Reviewers should verify that cited sources actually support the conclusion, especially where the output affects:
- Coverage
- Appetite
- Pricing
- Claims handling
- Regulatory or compliance matters
- External communications
Citations do not guarantee completeness or correctness.
Model execution and external tools
Model execution may differ by surface and workspace configuration.
In the current implementation:
- Assistant uses backend-managed model execution
- Projects use backend-managed model execution for the Project Assistant
- Insight Table execution is backend-managed
- Experts and Actions may use client-side Gemini calls where configured
Internet search may be available for Assistant conversations where enabled. It should not be assumed to be enabled globally across all surfaces.
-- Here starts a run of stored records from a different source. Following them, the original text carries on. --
PR #109, opened 2017-03-04
Rails test cleanup and Travis integration

### LINKED ISSUE #100: implement Travis CI

chrishenry:
# Changelog

### New

* Add a travis.yml file. [Chris Henry]

### Changes

* When property id not found, show a 404. [Chris Henry]

* Undo some bad debug work. [Chris Henry]

* Some fixes to get tests working. [Chris Henry]

Resolves https://github.com/chrishenry/deltanyc-heatseek/issues/100


docker-compose.yml
```diff
@@ -29,8 +29,8 @@ services:
       - ./angular-rails-app/:/angular-rails-app/
     ports:
       - "3000:3000"
-    depends_on:
-      - db
+    # depends_on:
```
rdlester: This doesn't seem right...

angular-rails-app/Gemfile
```diff
@@ -48,11 +48,12 @@ gem 'httparty', '~> 0.13.6'
...
 group :development, :test do
   # Call 'byebug' anywhere in the code to stop execution and get a debugger console
+  gem 'sqlite3'
   gem 'byebug'
   gem 'thor', '0.19.1'
   gem 'rspec-rails', '~> 3.5'
   gem 'ffaker'
-  gem 'factory_girl_rails'
+  gem 'factory_girl_rails', :require => false
 end
```
rdlester, line 57: The Travis CI docs recommend adding "Rake" to the gem list somewhere. We're running a script instead of Rake, but still seems like good form.

.travis.yml
```diff
@@ -0,0 +1,15 @@
...
+rvm:
+  - 2.3.3
+
+services:
+  - docker
+
+before_install:
+  - cd angular-rails-app && docker build -t rails-app .
+  - docker ps
+
```
rdlester: Default install runs bundler locally. We should override it to ensure bundle only runs in the docker container.

angular-rails-app/config/database.yml
```diff
@@ -33,8 +33,10 @@ development:
 # re-generated from your development database when you run "rake".
 # Do not set this db to the same as development or production.
 test:
-  <<: *default
-  database: heatseek_test
+  adapter: sqlite3
+  database: db/test.sqlite3
+  pool: 5
+  timeout: 5000
```
rdlester, line 39: Nice. This should be brought over to my branch.

I assume this automatically handles creating a new database if none already exists?

rdlester (approved):

.travis.yml
rdlester: Or rather, this should be install instead of before_install.

angular-rails-app/Gemfile
chrishenry: 👍

angular-rails-app/config/database.yml
chrishenry: Sadly, it does not. It's just the config.

You still have to go through the `rake db:migrate`, However, I've wrapped that up in the `entrypoint_test.sh` file. So as you add more tests, the command to run them can be added there.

For more detail, see Model Providers.
What AI does not do
Nairo AI does not:
- Make autonomous accept, decline, bind, pay or deny decisions
- Guarantee that outputs are correct
- Guarantee that every relevant source has been considered
- Replace professional judgment
- Replace legal advice
- Replace actuarial sign-off
- Replace compliance review
- Replace underwriting or claims authority
- Automatically create regulatory-grade audit records
- Automatically capture override rationale across all surfaces
- Automatically turn every reviewed output into reusable institutional memory
Model governance
Workspace administrators cannot currently configure full workspace-wide model availability through a customer-facing admin UI.
Model choice, model availability and execution path may vary by surface and deployment configuration.
Teams with specific requirements around model providers, data classification, internet search, external tools or sensitive materials should confirm those requirements with Nairo before rollout.
For more detail, see Model Providers and Subprocessors.
Recommended customer policy
Before using Nairo in production workflows, teams should define:
- Which AI outputs can be used internally
- Which AI outputs require human sign-off
- Who can approve underwriting, claims, coverage or compliance-sensitive outputs
- Which materials can be uploaded or selected as context
- Whether internet search is permitted
- Which surfaces can be used with sensitive materials
- How corrections, overrides and rationale should be recorded
- Which outputs must be retained outside Nairo
- When legal, actuarial, compliance or senior review is required
Related areas
Getting started
Define your team’s AI review policy before using Nairo for business-critical workflows.
At minimum, decide which outputs require sign-off, who can approve them and how rationale should be recorded when a human reviewer disagrees with an AI-generated suggestion.